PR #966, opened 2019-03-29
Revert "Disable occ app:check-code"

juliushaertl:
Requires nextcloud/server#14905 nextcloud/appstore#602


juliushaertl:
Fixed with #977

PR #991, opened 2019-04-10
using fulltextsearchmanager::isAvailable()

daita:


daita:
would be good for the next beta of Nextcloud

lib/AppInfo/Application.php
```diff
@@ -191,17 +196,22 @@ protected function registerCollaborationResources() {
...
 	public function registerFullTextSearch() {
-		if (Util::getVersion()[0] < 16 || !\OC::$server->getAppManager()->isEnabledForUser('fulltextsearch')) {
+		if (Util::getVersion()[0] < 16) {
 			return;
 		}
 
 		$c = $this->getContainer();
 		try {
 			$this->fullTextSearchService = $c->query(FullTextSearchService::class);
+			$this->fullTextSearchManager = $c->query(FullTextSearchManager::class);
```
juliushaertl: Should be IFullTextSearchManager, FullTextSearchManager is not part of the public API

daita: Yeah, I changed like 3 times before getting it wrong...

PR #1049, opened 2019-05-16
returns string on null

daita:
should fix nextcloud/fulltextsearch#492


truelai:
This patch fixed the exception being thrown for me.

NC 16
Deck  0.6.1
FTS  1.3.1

* * *

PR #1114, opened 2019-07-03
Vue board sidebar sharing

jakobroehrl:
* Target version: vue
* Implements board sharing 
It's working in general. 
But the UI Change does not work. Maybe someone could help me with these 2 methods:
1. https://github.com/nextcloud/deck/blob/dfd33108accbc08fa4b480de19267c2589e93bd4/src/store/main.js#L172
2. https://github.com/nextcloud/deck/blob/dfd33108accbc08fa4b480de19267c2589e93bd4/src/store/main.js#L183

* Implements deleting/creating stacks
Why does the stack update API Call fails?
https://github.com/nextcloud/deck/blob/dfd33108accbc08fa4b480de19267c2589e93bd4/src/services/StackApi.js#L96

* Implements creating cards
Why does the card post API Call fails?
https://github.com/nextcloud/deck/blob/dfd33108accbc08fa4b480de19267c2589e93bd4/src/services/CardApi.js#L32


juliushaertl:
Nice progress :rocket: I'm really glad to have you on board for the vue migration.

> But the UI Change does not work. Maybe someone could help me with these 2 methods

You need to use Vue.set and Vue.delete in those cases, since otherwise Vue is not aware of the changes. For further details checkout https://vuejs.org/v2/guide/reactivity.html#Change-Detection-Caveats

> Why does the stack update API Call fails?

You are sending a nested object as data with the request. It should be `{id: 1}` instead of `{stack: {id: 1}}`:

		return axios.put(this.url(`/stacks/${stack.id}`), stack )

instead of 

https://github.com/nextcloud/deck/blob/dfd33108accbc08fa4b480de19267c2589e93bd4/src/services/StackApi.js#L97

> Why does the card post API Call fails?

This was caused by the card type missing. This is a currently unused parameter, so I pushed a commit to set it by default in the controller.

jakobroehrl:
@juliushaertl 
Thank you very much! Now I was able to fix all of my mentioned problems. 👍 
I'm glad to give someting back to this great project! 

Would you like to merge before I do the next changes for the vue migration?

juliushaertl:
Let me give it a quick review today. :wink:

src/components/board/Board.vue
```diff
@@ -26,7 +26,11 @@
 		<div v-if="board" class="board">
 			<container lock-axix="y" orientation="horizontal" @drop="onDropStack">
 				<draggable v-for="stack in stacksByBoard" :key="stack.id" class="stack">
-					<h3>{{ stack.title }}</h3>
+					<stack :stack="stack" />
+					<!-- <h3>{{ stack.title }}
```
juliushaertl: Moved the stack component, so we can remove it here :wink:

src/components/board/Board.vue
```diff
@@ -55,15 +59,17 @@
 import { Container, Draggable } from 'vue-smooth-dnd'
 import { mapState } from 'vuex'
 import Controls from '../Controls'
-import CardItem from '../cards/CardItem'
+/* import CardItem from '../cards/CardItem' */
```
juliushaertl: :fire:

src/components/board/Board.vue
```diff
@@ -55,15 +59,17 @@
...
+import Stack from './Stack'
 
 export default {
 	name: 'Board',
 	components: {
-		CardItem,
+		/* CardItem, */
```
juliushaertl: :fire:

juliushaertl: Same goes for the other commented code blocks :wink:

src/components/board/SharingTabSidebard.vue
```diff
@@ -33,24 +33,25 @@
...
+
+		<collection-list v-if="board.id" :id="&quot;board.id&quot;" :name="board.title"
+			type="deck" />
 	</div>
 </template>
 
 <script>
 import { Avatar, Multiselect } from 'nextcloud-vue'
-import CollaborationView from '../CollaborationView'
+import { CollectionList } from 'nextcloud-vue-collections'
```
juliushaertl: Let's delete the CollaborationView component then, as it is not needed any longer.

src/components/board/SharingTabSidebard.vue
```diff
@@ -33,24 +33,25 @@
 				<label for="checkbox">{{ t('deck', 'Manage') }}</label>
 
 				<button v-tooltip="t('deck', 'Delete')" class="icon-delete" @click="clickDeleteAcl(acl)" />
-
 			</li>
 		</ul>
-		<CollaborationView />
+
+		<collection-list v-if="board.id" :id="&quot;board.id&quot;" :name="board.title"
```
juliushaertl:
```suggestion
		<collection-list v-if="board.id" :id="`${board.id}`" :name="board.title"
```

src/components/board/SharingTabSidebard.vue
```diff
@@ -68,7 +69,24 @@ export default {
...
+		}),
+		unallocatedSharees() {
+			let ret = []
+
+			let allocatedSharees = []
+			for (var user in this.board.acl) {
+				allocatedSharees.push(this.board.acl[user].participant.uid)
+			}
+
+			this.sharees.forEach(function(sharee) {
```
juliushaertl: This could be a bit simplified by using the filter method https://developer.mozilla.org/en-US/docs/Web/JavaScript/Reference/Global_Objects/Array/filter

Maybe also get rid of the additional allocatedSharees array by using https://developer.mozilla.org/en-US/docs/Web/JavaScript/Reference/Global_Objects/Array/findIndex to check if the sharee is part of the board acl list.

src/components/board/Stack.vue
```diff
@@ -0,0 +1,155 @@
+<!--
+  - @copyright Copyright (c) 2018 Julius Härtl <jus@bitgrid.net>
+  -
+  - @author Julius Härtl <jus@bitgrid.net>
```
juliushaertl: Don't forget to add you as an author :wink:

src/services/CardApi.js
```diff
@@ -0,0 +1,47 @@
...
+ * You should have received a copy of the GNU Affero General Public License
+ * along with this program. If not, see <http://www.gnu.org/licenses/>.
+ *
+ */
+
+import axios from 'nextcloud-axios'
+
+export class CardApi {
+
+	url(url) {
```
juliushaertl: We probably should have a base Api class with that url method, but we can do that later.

...

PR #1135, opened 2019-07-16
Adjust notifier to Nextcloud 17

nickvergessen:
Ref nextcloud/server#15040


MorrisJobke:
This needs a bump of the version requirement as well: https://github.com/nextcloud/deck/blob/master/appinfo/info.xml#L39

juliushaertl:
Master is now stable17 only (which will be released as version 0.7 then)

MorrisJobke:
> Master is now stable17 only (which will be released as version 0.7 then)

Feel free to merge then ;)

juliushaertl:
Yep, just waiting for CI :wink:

### Exercise objective
Show all lines from the data that contain "docs".

### Exercise solution
juliushaertl: This could be a bit simplified by using the filter method https://developer.mozilla.org/en-US/docs/Web/JavaScript/Reference/Global_Objects/Array/filter
Maybe also get rid of the additional allocatedSharees array by using https://developer.mozilla.org/en-US/docs/Web/JavaScript/Reference/Global_Objects/Array/findIndex to check if the sharee is part of the board acl list.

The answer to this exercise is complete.